O jogador dizia que não cantava o hino propositalmente, porque não sentia o mesmo que seus companheiros. Porém, tudo mudou naquela sexta. A imagem de Messi enfim "se sentindo argentino" rodou o mundo e fez os torcedores albicelestes sonharem com o craque repetindo pela seleção o nível de suas atuações pelo Barcelona.

E depois de tantas decepções pela Argentina e um histórico complicado no Maracanã, o ano de 2021 reservou a Messi sua redenção no palco do maior trauma de sua carreira até então. Programada para acontecer na Argentina e na Colômbia, a Copa América 2021 precisou mudar de palco por conta do surto de Covid que tomou os países. Assim, o Brasil se ofereceu para sediar o torneio, que não teve público, com exceção da final, que contou com alguns poucos convidados das entidades e patrocinadoras oficiais.
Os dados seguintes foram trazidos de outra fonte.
PR #4052, opened 2025-03-14
[ui-core] adds Table component

ramprasadagarwal:

- Add a Table Component to re-use it across storage browser and importer.
- Table component uses CUIX table with minimal css changes.
- Changed components to use the new Table component

## How was this patch tested?

- Added unit test

### DIFF
--- a/desktop/core/src/desktop/js/reactComponents/Table/Table.scss
+++ b/desktop/core/src/desktop/js/reactComponents/Table/Table.scss
@@ -3,32 +3,48 @@
 // distributed with this work for additional information
 // regarding copyright ownership.  Cloudera, Inc. licenses this file
 // to you under the Apache License, Version 2.0 (the
-// 'License'); you may not use this file except in compliance
+// "License"); you may not use this file except in compliance
 // with the License.  You may obtain a copy of the License at
 //
 //     http://www.apache.org/licenses/LICENSE-2.0
 //
 // Unless required by applicable law or agreed to in writing, software
-// distributed under the License is distributed on an 'AS IS' BASIS,
+// distributed under the License is distributed on an "AS IS" BASIS,
 // WITHOUT WARRANTIES OR CONDITIONS OF ANY KIND, either express or implied.
 // See the License for the specific language governing permissions and
 // limitations under the License.
 
-@import '../../components/styles/variables';
+@use 'variables' as vars;
+@use 'mixins';
 
-.metrics-component.antd.cuix {
-  background-color: $fluidx-gray-100;
-  padding: 24px;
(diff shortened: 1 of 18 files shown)


desktop/core/src/desktop/js/reactComponents/Table/Table.scss
```diff
@@ -0,0 +1,53 @@
...
+// WITHOUT WARRANTIES OR CONDITIONS OF ANY KIND, either express or implied.
+// See the License for the specific language governing permissions and
+// limitations under the License.
+
+@use 'variables' as vars;
+@use 'mixins';
+
+.hue-table {
+  th {
+    background-color: vars.$fluidx-gray-040 !important;
```
bjornalm, line 22: I would like to avoid using "!important" for a generic reusable component. Perhaps you could include the selectors from antd/cuix needed to make it work without?

bjornalm: To play devils advocate, if this is s generic table component and not a "file table" component, why do we need a different background color than offered by the cuix? 

The same question could be asked for all changes, why do we need a Hue specific table that differs from the cuix default table?

desktop/core/src/desktop/js/reactComponents/Table/Table.tsx
```diff
@@ -0,0 +1,157 @@
...
+            </>
+          )}
+        </div>
+      )
+    }));
+  };
+
+  return (
+    <>
+      <AntdTable
```
bjornalm, line 129: Why are we calling it the "AntdTable" when we import it from cuix?

desktop/core/src/desktop/js/reactComponents/Table/Table.tsx
```diff
@@ -0,0 +1,157 @@
...
+        pagination={false}
+        rowClassName={rowClassName}
+        rowKey={rowKey}
+        rowSelection={rowSelection}
+        scroll={scroll}
+        data-testid={testId}
+        locale={locale}
+        sticky
+      />
+      {pagination?.pageStats && pagination?.pageStats?.totalPages > 0 && (
```
bjornalm, line 144: I see, so this is an "complex" table component that has pagination built in to it. Perhaps we should call it "PaginatedTable" then? For the chat app I built an "InfiniteScrollTable" that we might include in the near future,

bjornalm (changes requested):
Nice work, see comments.

bjornalm (approved):
Nice, much cleaner!

nidhibhatg (approved):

Quis o destino que o palco da 'Tragédia de Messi' fosse também o primeiro passo rumo a sua maior glória. Na noite daquele sábado, 10/07, Neymar teve uma atuação de gala, mas não foi o bastante para impedir a vitória argentina. Com gol de Ángel Di María, a Argentina saiu de uma fila de 28 anos sem títulos, dando a Lionel Messiseu primeiro título oficial com sua Seleção. Mais do que isso, em meio a momentos conturbados, foi nesta Copa América que a Argentina se encaixou e passou a jogar por Messi. Adotando esse estilo de jogo que priorizava as características de jogo do craque, eles conquistaram também a Copa dos Campeões 2022, contra a Itália, e rumaram para a conquista do tricampeonato Mundial na Copa do Mundo FIFA 2022, no Qatar.
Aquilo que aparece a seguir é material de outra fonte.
PR #4054, opened 2025-03-14
[cve] Migrate jquery.cookie to js.cookie for CVE-2022-23395

jsj1001:

- Migrates jquery.cookie to js.cookie for removing [CVE-2022-23395](https://nvd.nist.gov/vuln/detail/cve-2022-23395)
- [js.cookie migrating from jquery.cookie](https://github.com/js-cookie/js-cookie/tree/v1.5.1)
- The jquery.cookie has been moved to devDependencies for migration test code.

## How was this patch tested?

- Added unit test (desktop/core/src/desktop/js/jest/jsCookieMigration.test.js)
- Also manually checked js.cookie.js  is loaded and works
스크린샷 2025-03-14 오후 12 33 37
 
Please Remove https://github.com/cloudera/hue/pull/4053 PR as it duplicates this PR.

### DIFF
--- a/desktop/core/src/desktop/js/apps/editor/components/resultGrid/ko.resultDownloadModal.js
+++ b/desktop/core/src/desktop/js/apps/editor/components/resultGrid/ko.resultDownloadModal.js
@@ -22,6 +22,7 @@ import huePubSub from 'utils/huePubSub';
 import I18n from 'utils/i18n';
 import UUID from 'utils/string/UUID';
 import hueAnalytics from 'utils/hueAnalytics';
+import Cookies from 'js-cookie';
 
 export const NAME = 'download-result-modal';
 
@@ -72,7 +73,7 @@ class DownloadResultModal {
 
     params.executable.toContext(id).then(jsonContext => {
       this.cookieId = 'download-' + id;
-      $.cookie(this.cookieId, null, { expires: -1, path: '/' });
+      Cookies.set(this.cookieId, null, { expires: -1, path: '/' });
 
       this.addAndSubmitDownloadForm(jsonContext, params.format);
 
@@ -84,14 +85,14 @@ class DownloadResultModal {
   trackCookie() {
     let timesChecked = 0;
     this.checkDownloadInterval = window.setInterval(() => {
-      if (!$.cookie(this.cookieId)) {
+      if (!Cookies.get(this.cookieId)) {
         if (timesChecked > 9) {
           this.$downloadProgressModal.show();
         }
       } else {
         window.clearInterval(this.checkDownloadInterval);
         try {
-          const cookieContent = $.cookie(this.cookieId);
+          const cookieContent = Cookies.get(this.cookieId);
           const result = JSON.parse(
             cookieContent
               .substr(1, cookieContent.length - 2)
--- a/desktop/core/src/desktop/static/desktop/js/admin-wizard-inline.js
+++ b/desktop/core/src/desktop/static/desktop/js/admin-wizard-inline.js
@@ -168,10 +168,10 @@ $(document).ready(function () {
     });
   });
 
-  $("#updateSkipWizard").prop('checked', $.cookie("hueLandingPage", { path: "/" }) == "home");
+  $("#updateSkipWizard").prop('checked', Cookies.set("hueLandingPage", { path: "/" }) == "home");
 
   $("#updateSkipWizard").change(function () {
-    $.cookie("hueLandingPage", this.checked ? "home" : "wizard", {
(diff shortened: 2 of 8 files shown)


desktop/core/src/desktop/static/desktop/js/admin-wizard-inline.js
```diff
@@ -168,10 +168,10 @@ $(document).ready(function () {
     });
   });
 
-  $("#updateSkipWizard").prop('checked', $.cookie("hueLandingPage", { path: "/" }) == "home");
+  $("#updateSkipWizard").prop('checked', Cookies.set("hueLandingPage", { path: "/" }) == "home");
```
bjornalm, line 171: This looks incorrect, but so was the old code even before the inline js migration. Lets leave it for this PR.

bjornalm (approved):
Looks good! Thanks for contributing to Hue, we always appreciate it :-)

jsj1001:
Fixed failed js lint

bjornalm (changes requested):
This PR installs the js-cookie using the package.json file but also includes it as a static source and load that one as a global variable in hue.mako. I assume the static resource was added since the mako files js are not under webpack control. But I don't think we should be adding two different dependencies for the same library. 

Can you try to drop the static import and only use the webpack version if you also import that in `hue.js` and add it to the global window object? You can look at how we handle legacy usage of lodash (_) there. Then in the mako file you can use window.Cookies and in the js files you can import as normal to avoid the linter errors.

desktop/core/src/desktop/js/apps/editor/components/resultGrid/ko.resultDownloadModal.js
```diff
@@ -72,7 +72,8 @@ class DownloadResultModal {
 
     params.executable.toContext(id).then(jsonContext => {
       this.cookieId = 'download-' + id;
-      $.cookie(this.cookieId, null, { expires: -1, path: '/' });
+      // eslint-disable-next-line no-undef
+      Cookies.set(this.cookieId, null, { expires: -1, path: '/' });
```
JohanAhlen, line 76: Missing import statement (`import Cookies from 'js-cookie'`). Once the import is in place you can remove the eslint-disable lines

desktop/core/src/desktop/js/jest/jsCookieMigration.test.js
```diff
@@ -0,0 +1,34 @@
+import $ from 'jquery';
+import 'jquery.cookie';
```
JohanAhlen, line 2: Isn't the goal to remove jquery.cookie?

Agora, diferentemente das outras vezes, Messi retorna ao Maracanã mais argentino do que nunca. Ele deixou de lado aquele jeito caladão e está impetuoso. O camisa 10 agora briga, provoca e debocha, enquanto inferniza as zagas adversárias com seus dribles, lançamentos e arrancadas. Campeão de tudo e querendo derrubar esse tabu de nunca ter marcado um gol oficial contra a Seleção Brasileira, Messi vem ao Maior do Mundo como o maior Bicho-Papão do século XXI. Se esse jogo será ou não sua 'Last Dance' no Brasil, só o tempo dirá. Fato é que um estádio com tamanha vocação à grandeza se prepara para escrever mais um capítulo belíssimo da maior rivalidade do planeta.